## ACTIVITY
The answer must consist of every line in the records that contains the word "found".

## Items listed in a dataset

BEGIN

PR #10996, opened 2017-04-15
Do unsigned magic division

### LINKED ISSUE #10970: Missing div => mul by reciprocal case
This case was found in the Kestrel parser code.

For signed div by 10 we are successfully turning it into a imul by reciprocal, but for unsigned we're failing to do the transformation.

Repro: https://gist.github.com/russellhadley/3130b9bfb30567befbc03ae4830f5bfb

mikedn:
Fixes #10970

### DIFF
--- a/src/jit/lower.cpp
+++ b/src/jit/lower.cpp
@@ -4175,91 +4175,6 @@ GenTree* Lowering::LowerUnsignedDivOrMod(GenTreeOp* divMod)
 }
 
 //------------------------------------------------------------------------
-// GetSignedMagicNumberForDivide: Generates a magic number and shift amount for
-// the magic number division optimization.
-//
-// Arguments:
-//    denom - The denominator
-//    shift - Pointer to the shift value to be returned
-//
-// Returns:
-//    The magic number.
-//
-// Notes:
-//    This code is previously from UTC where it notes it was taken from
-//   _The_PowerPC_Compiler_Writer's_Guide_, pages 57-58. The paper is is based on
-//   is "Division by invariant integers using multiplication" by Torbjorn Granlund
-//   and Peter L. Montgomery in PLDI 94
-
-template <typename T>
-T GetSignedMagicNumberForDivide(T denom, int* shift /*out*/)
-{
-    // static SMAG smag;
-    const int bits         = sizeof(T) * 8;
-    const int bits_minus_1 = bits - 1;
-
-    typedef typename jitstd::make_unsigned<T>::type UT;
-
-    const UT two_nminus1 = UT(1) << bits_minus_1;
-
-    int p;
-    UT  absDenom;
-    UT  absNc;
-    UT  delta;
-    UT  q1;
-    UT  r1;
-    UT  r2;
-    UT  q2;
-    UT  t;
-    T   result_magic;
-    int result_shift;
-    int iters = 0;
-
-    absDenom = abs(denom);
-    t        = two_nminus1 + ((unsigned int)denom >> 31);
-    absNc    = t - 1 - (t % absDenom);        // absolute value of nc
-    p        = bits_minus_1;                  // initialize p
-    q1       = two_nminus1 / absNc;           // initialize q1 = 2^p / abs(nc)
-    r1       = two_nminus1 - (q1 * absNc);    // initialize r1 = rem(2^p, abs(nc))
-    q2       = two_nminus1 / absDenom;        // initialize q1 = 2^p / abs(denom)
-    r2       = two_nminus1 - (q2 * absDenom); // initialize r1 = rem(2^p, abs(denom))
-
-    do
-    {
-        iters++;
-        p++;
-        q1 *= 2; // update q1 = 2^p / abs(nc)
-        r1 *= 2; // update r1 = rem(2^p / abs(nc))
-
-        if (r1 >= absNc)
-        { // must be unsigned comparison
-            q1++;
-            r1 -= absNc;
-        }
-
-        q2 *= 2; // update q2 = 2^p / abs(denom)
-        r2 *= 2; // update r2 = rem(2^p / abs(denom))
-
-        if (r2 >= absDenom)
-        { // must be unsigned comparison
-            q2++;
-            r2 -= absDenom;
-        }
-
-        delta = absDenom - r2;
-    } while (q1 < delta || (q1 == delta && r1 == 0));
-
-    result_magic = q2 + 1; // resulting magic number
-    if (denom < 0)
-    {
-        result_magic = -result_magic;
-    }
-    *shift = p - bits; // resulting shift
-
-    return result_magic;
-}
-
-//------------------------------------------------------------------------
 // LowerSignedDivOrMod: transform integer GT_DIV/GT_MOD nodes with a power of 2
 // const divisor into equivalent but faster sequences.
 //
@@ -4335,12 +4250,12 @@ GenTree* Lowering::LowerSignedDivOrMod(GenTreePtr node)
 
         if (type == TYP_INT)
         {
-            magic = GetSignedMagicNumberForDivide<int32_t>(static_cast<int32_t>(divisorValue), &shift);
+            magic = MagicDivide::GetSigned32Magic(static_cast<int32_t>(divisorValue), &shift);
         }
         else
         {
 #ifdef _TARGET_64BIT_
-            magic = GetSignedMagicNumberForDivide<int64_t>(static_cast<int64_t>(divisorValue), &shift);
+            magic = MagicDivide::GetSigned64Magic(static_cast<int64_t>(divisorValue), &shift);
 #else
             unreached();
 #endif
--- a/src/jit/lower.cpp
+++ b/src/jit/lower.cpp
@@ -4244,6 +4244,11 @@ GenTree* Lowering::LowerSignedDivOrMod(GenTreePtr node)
 
     if (!isPow2(absDivisorValue))
     {
+        if (comp->opts.MinOpts())
+        {
+            return next;
+        }
+
 #ifdef _TARGET_XARCH_
         ssize_t magic;
         int     shift;
--- a/src/jit/lower.cpp
+++ b/src/jit/lower.cpp
@@ -144,7 +144,7 @@ GenTree* Lowering::LowerNode(GenTree* node)
 
         case GT_UDIV:
         case GT_UMOD:
-            LowerUnsignedDivOrMod(node);
+            return LowerUnsignedDivOrMod(node->AsOp());
             break;
 
         case GT_DIV:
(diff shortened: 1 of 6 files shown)


src/jit/lower.cpp
```diff
@@ -3841,46 +3841,266 @@ GenTree* Lowering::LowerAdd(GenTree* node)
...
+//    The magic number.
+//
+// Notes:
+//    This code is previously from UTC where it notes it was taken from
+//   _The_PowerPC_Compiler_Writer's_Guide_, pages 57-58. The paper is is based on
+//   is "Division by invariant integers using multiplication" by Torbjorn Granlund
+//   and Peter L. Montgomery in PLDI 94
+
+template <typename U>
+U GetUnsignedMagicNumberForDivide(U denom, int* shift /*out*/, bool* add /*out*/)
```
russellhadley: I'm interested to see if this shows up in throughput.   Just reading through, I was wondering if it would be worth pre-computing some set of common cases and leaving them in a table?

mikedn: There's only one occurrence in corelib and a couple of others in System.Runtime.Numerics and System.Xml.ReaderWriter so there's not much to measure. 

FWIW I measured how much time this function takes for `denom` = 10 and it's ~12ns on my machine. The time seems to reach ~70ns for larger denominators.

The book from which this code was adapted actually suggests the possibility of using a precomputed table but then the book was written in 1996, computers where kind of slow back then :)

mikedn: Interesting, the VC++ compiler has a table for 3-12.

Tornhoof: This is the classic algorithm, isn't it?
Did you consider Mölller and Granlund's updated one from 2011: Improved Division by Invariant Integers?

mikedn: @Tornhoof Yes, it's the original algorithm. I've seen "Improved Division by Invariant Integers" but it seems that it skewed towards multi word division so I didn't pay too much attention to it. Also, one of its basic premises is that that MULHI is slightly slower than a normal MUL but that doesn't seem to be the case anymore on current CPUs. Granlund's own instruction timing tables show that the latency dropped from 10 cycles (on Nehalem) to 3 cycles (on Haswell).

I was actually looking at another potential improvement: http://ridiculousfish.com/files/faster_unsigned_division_by_constants.pdf. It simplifies a bit the adjustment code required by stubborn divisors like 7. But I haven't seen any compiler using that and I have no idea if it's actually correct.

Tornhoof: Thanks for the explanation

danmosemsft:
@dotnet-bot test Tizen armel Cross Release Build  please  (break)
@dotnet-bot test Ubuntu arm Cross Release Build  please (break)

mikedn:
Well, this is pretty much done but there are a few questions:

1. This implements the "classic" algorithm that everyone uses. There is another algorithm for unsigned division that generates slightly shorter code for certain divisors (e.g. 7) and, interesting in the context of JIT, avoids the need for creating a temporary lclvar. But no native compiler I looked at (cl, clang, gcc, icc) uses this algorithm and I have no idea why. Perhaps it's actually incorrect, perhaps there are legal issues (though the reference code is in public domain). Should we looking into this more?
2. Should we use a precomputed table? This applies to the signed version as well.
3. Should this optimization be done in minopts/debug mode?  This applies to the signed version as well.

russellhadley:
1 - This seems like a good place to start - I think we should get this in before taking the next step.
2 - I think the pre-computed table is a good idea - for the "we're a JIT" reason.
3 - My thought is that we should only do this under opts.  (not minopt)  It doesn't reduce IR node count so it won't likely make a speedup.

mikedn:
I've added precomputed tables and disabled magic division optimization under minopts (for both signed and unsigned division). The tables cover the range 3-12, they're identical to the ones found in "The PowerPC Compiler Writer's Guide" so they're easy to double check.

russellhadley:
Remove the WIP tag on the PR?  @pgavlin do you have any feedback here?  LGTM.

src/jit/lower.cpp
```diff
@@ -3987,131 +3987,199 @@ GenTree* Lowering::LowerAdd(GenTree* node)
...
+        if (requiresDividendMultiuse)
+        {
+            LIR::Use dividendUse(BlockRange(), &divMod->gtOp1, divMod);
+            dividendLclNum = dividendUse.ReplaceWithLclVar(comp, curBBWeight);
+            dividend       = divMod->gtGetOp1();
         }
 
-        delta = absDenom - r2;
-    } while (q1 < delta || (q1 == delta && r1 == 0));
+        // Insert a new GT_MULHI node in front of the existing GT_UDIV/GT_UMOD node.
```
pgavlin: Nit: s/in front of/before/

src/jit/lower.cpp
```diff
@@ -3987,131 +3987,199 @@ GenTree* Lowering::LowerAdd(GenTree* node)
...
+            // divisor UMOD dividend = dividend SUB (div MUL divisor)
+            GenTree* divisor  = comp->gtNewIconNode(divisorValue, type);
+            GenTree* mul      = comp->gtNewOperNode(GT_MUL, type, div, divisor);
+            GenTree* dividend = comp->gtNewLclvNode(dividendLclNum, type);
+
+            divMod->SetOper(GT_SUB);
+            divMod->gtOp1 = dividend;
+            divMod->gtOp2 = mul;
+
+            BlockRange().InsertBefore(divMod, dividend, div, divisor, mul);
```
pgavlin: Nit: I think this is probably better ordered as `BlockRange().InsertBefore(divMod, div, divisor, mul, dividend)` in order to keep the lifetime of `dividend` shorter in the case its lclVar does not end up tracked.

src/jit/utils.cpp
```diff
@@ -1808,3 +1808,349 @@ float FloatingPointUtils::round(float x)
...
+template <typename T>
+const UnsignedMagic<T>* TryGetUnsignedMagic(T divisor)
+{
+    return nullptr;
+}
+
+template <>
+const UnsignedMagic<uint32_t>* TryGetUnsignedMagic(uint32_t divisor)
+{
+    // clang-format off
```
pgavlin: What sort of results were you getting from clang-format here?

src/jit/utils.cpp
```diff
@@ -1808,3 +1808,349 @@ float FloatingPointUtils::round(float x)
...
+    {
+        *shift = magic->shift;
+        *add   = magic->add;
+        return magic->magic;
+    }
+
+    typedef typename jitstd::make_signed<T>::type ST;
+
+    const unsigned bits         = sizeof(T) * 8;
+    const unsigned bits_minus_1 = bits - 1;
```
pgavlin: Nit: `bitsMinus1`, `twoNMinus1`, etc.

mikedn: Yeah, I should change those. I tried to be consistent with the signed version but there's no point in doing that.

src/jit/utils.cpp
mikedn:
```C++
    static const UnsignedMagic<uint32_t> table[]{
        {0xaaaaaaab, false, 1}, // 3
        {},
        {0xcccccccd, false, 2}, // 5
        {0xaaaaaaab, false, 2}, // 6
        {0x24924925, true, 3},  // 7
        {},
        {0x38e38e39, false, 1}, // 9
        {0xcccccccd, false, 3}, // 10
        {0xba2e8ba3, false, 3}, // 11
        {0xaaaaaaab, false, 3}, // 12
    };
```
I suppose it's reasonable, though I hate the misplaced opening brace :)

src/jit/lower.cpp
mikedn: >  in the case its lclVar does not end up tracked

Heh, that would be quite unfortunate. I'll update.

src/jit/utils.cpp
mikedn: Got rid of custom formatting, it's not worth it.

mikedn:
jit-diff summary:
```
Total bytes of diff: 143 (0.00 % of base)
    diff is a regression.
         133 : System.Runtime.Numerics.dasm (0.23 % of base)
          10 : System.Private.CoreLib.dasm (0.00 % of base)
2 total files with size differences (0 improved, 2 regressed), 77 unchanged.
         122 : System.Runtime.Numerics.dasm - BigNumber:FormatBigInteger(struct,ref,ref):ref
          11 : System.Runtime.Numerics.dasm - Number:Int32ToDecChars(long,byref,int,int)
          10 : System.Private.CoreLib.dasm - TimerQueue:get_TickCount():int
3 total methods with size differences (0 improved, 3 regressed), 65548 unchanged.
```

All diffs come from the newly added unsigned magic division optimization (that is, the signed magic division changes don't generate any diffs as expected).

1 occurrence in corelib and a few more in System.Runtime.Numerics, some `BigInteger` formatting code.

pgavlin:
>All diffs come from the newly added unsigned magic division optimization (that is, the signed magic division changes don't generate any diffs as expected).

Can you provide an example of one of the diffs?

mikedn:
A `x % 10` from `BigInteger` code:

```asm
; before
       mov      r15d, 10
       mov      eax, ecx
       xor      rdx, rdx
       div      edx:eax, r15d
       add      edx, 48
; after
       mov      eax, ecx
       mov      edx, 0xD1FFAB1E
       mov      dword ptr [rbp-64H], eax
       mul      edx:eax, edx
       shr      edx, 3
       imul     eax, edx, 10
       mov      edx, dword ptr [rbp-64H]
       sub      edx, eax
       add      edx, 48
```
The temporary lclvar makes an appearance...

pgavlin:
> The temporary lclvar makes an appearance...

Yeah, it would be nice if that reload was just a copy from `ecx`. Seems okay to me, though.

cc @CarolEidt @BruceForstall @dotnet/jit-contrib

pgavlin:
OS X failure looks infrastructural in nature.

src/jit/lower.cpp
```diff
@@ -3979,131 +3979,199 @@ GenTree* Lowering::LowerAdd(GenTree* node)
...
+            magic = MagicDivide::GetUnsigned64Magic(static_cast<uint64_t>(divisorValue), &add, &shift);
+#else
+            unreached();
+#endif
         }
 
-        q2 *= 2; // update q2 = 2^p / abs(denom)
-        r2 *= 2; // update r2 = rem(2^p / abs(denom))
+        // Depending on the "add" flag returned by GetUnsignedMagicNumberForDivide we need to generate:
+        // add == false (when divisor == 3 for example):
```
CarolEidt: Minor: I would probably have named the flag `needsAdd` or `useAdd` or something that implies that it is a boolean.

mikedn: "add" is the name used in "The PowerPC Compiler Writer's Guide". I don't like it but I don't think any variations around "add" are any better, IMO it should somehow indicate why that addition needs to be performed. Maybe I'll change it to "overflow" or something similar, it really indicates that the magic number is too large to fit in 32/64 bit.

END

## RESPONSE AREA
This case was found in the Kestrel parser code.
I've added precomputed tables and disabled magic division optimization under minopts (for both signed and unsigned division). The tables cover the range 3-12, they're identical to the ones found in "The PowerPC Compiler Writer's Guide" so they're easy to double check.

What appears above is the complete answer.